# Setting up kayak for fishing



## boss302 (Jun 24, 2005)

The wife & I got each other kayaks for Christmas. Nothing fancy, they are sun dolphin Aruba 10s, that we got a great deal on. Our goal was to have a pair of boats to tag along on our family camping trips. These seem to fit the bill as decent inexpensive recreational kayaks, the right size to toss on top of my SUV as we tow the travel trailer, but no rod holders ect. Has anyone added rod holders and such to these? What works best? I'm thinking maby 1 flush mount behind the seat and a "Scotty"style up front?

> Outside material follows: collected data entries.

PR #6042, opened 2025-08-27
doc: correct PermittedPeer example for ns_ossl driver

rgerhards:
## Summary
- replace incorrect StreamDriverPermittedPeers line with a full example using PermittedPeer
- clarify fingerprint description for the OpenSSL network stream driver

## Testing
- `pip install -r doc/requirements.txt`
- `make -C doc html`
- `./devtools/format-code.sh`

------
https://chatgpt.com/codex/tasks/task_e_68af50502dac83328de6f961f758ca00

### DIFF
--- a/doc/source/concepts/ns_ossl.rst
+++ b/doc/source/concepts/ns_ossl.rst
@@ -38,11 +38,21 @@ Supported Authentication Modes
 -  **x509/fingerprint** - certificate fingerprint authentication as
    described in IETF's draft-ietf-syslog-transport-tls-12 Internet draft.
    The fingerprint must be provided as the SHA1 or the SHA256 hex string of
-   the certificate. Multiple values must be separated by comma (,).
-   A valid configuration would be e.G.
+   the certificate. Multiple values must be separated by a comma (,).
+   A sample configuration might look like:
    ::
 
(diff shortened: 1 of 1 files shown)


csiltala:
The previous example isn't necessarily incorrect but incomplete, I'm unsure of the fingerprint case but the `omfwd` module uses `StreamDriverPermittedPeers` as in the following excerpt from the [omfwd documentation](https://github.com/rsyslog/rsyslog/blob/main/doc/source/configuration/modules/omfwd.rst) (and I believe would be a single comma-separated string for multiple values):
```
# Forward logs securely using TLS (RFC5425)
action(
    type="omfwd"
    target="logs.example.com"
    port="6514"                 # Standard port for TLS syslog
    protocol="tcp"
    StreamDriver="ossl"         # OpenSSL for TLS
    StreamDriverMode="1"        # TLS-only mode
    StreamDriverAuthMode="x509/name"
    StreamDriverPermittedPeers="logs.example.com"
)
```

rgerhards:
Upon closer thinking, this needs further review. Not sure it the change is correct as-is.

rgerhards:
this seems to be incorrect, closing for now. If needed, another PR will follow (unlikely)

PR #6055, opened 2025-08-28
tools/rsyslog.conf.5: fix example Port= value

00gh:
This will fix the example given where a Port number is configured. The Port number (514) should be configured as a string value: "514".

### DIFF
--- a/tools/rsyslog.conf.5
+++ b/tools/rsyslog.conf.5
@@ -295,7 +295,7 @@ the omfwd module.
 
 .B Example:
 .RS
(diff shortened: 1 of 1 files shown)


rgerhards (approved):

rgerhards:
@00gh Thanks for your PR, much appreciated. But there seems to be a merge commit part of it, so it needs to be rebased to current main branch. Pls do - or let me know if I should rebase (this needs to be done under my account, so it will have both of our accounts in different roles on the commit). Pls advise.

rgerhards:
I could automatically rebase via github, so everything is fine! Thx again for the PR.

I want to keep it simple stupid, only really plan to fish ponds/lakes/impoundments... Not looking to setup the ultimate fishing machine, just have some fun.


----------



## FlyFishRich (Feb 3, 2016)

May I ask what you paid for the Aruba and where you purchased it and any freebies with it . Thanks..Rich


----------



## fishing pole (May 2, 2004)

This is interesting


----------



## boss302 (Jun 24, 2005)

FlyFishRich said:


> May I ask what you paid for the Aruba and where you purchased it and any freebies with it . Thanks..Rich


$130 on clearance at Rural King, just boat with paddels.


----------



## FlyFishRich (Feb 3, 2016)

Ok thanks...Rich


----------



## G-Patt (Sep 3, 2013)

Looks like you can go to Dick's and get rod holders for your setup. Six screws and marine-grade silicon, and you're in business. Seemed to work out for this guy:


----------



## Stuhly (Jul 6, 2009)

Boss 302. I’m in Cuyahoga Falls also ! If you want to check out my setups and other ideas  I will pm my cell to you


----------